Exercise requirements: Check every line of the entries for the string "flow" and return the ones that contain it.

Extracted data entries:
PR #4590, opened 2025-05-09
Make fix SRD compatible with PBCs & fix deform remap v, and add profile-unbiased thermostat

### LINKED ISSUE #4602: [BUG] Velocity profiles with fix srd and fix deform shear flow
**Summary**

When combining `fix srd tstat yes` and `fix deform`, the velocity profile has a clear kink near the periodic boundary in gradient direction. Without thermostat, the fix fails to maintain shear flow.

Exercise answer:
### LINKED ISSUE #4602: [BUG] Velocity profiles with fix srd and fix deform shear flow
When combining `fix srd tstat yes` and `fix deform`, the velocity profile has a clear kink near the periodic boundary in gradient direction. Without thermostat, the fix fails to maintain shear flow.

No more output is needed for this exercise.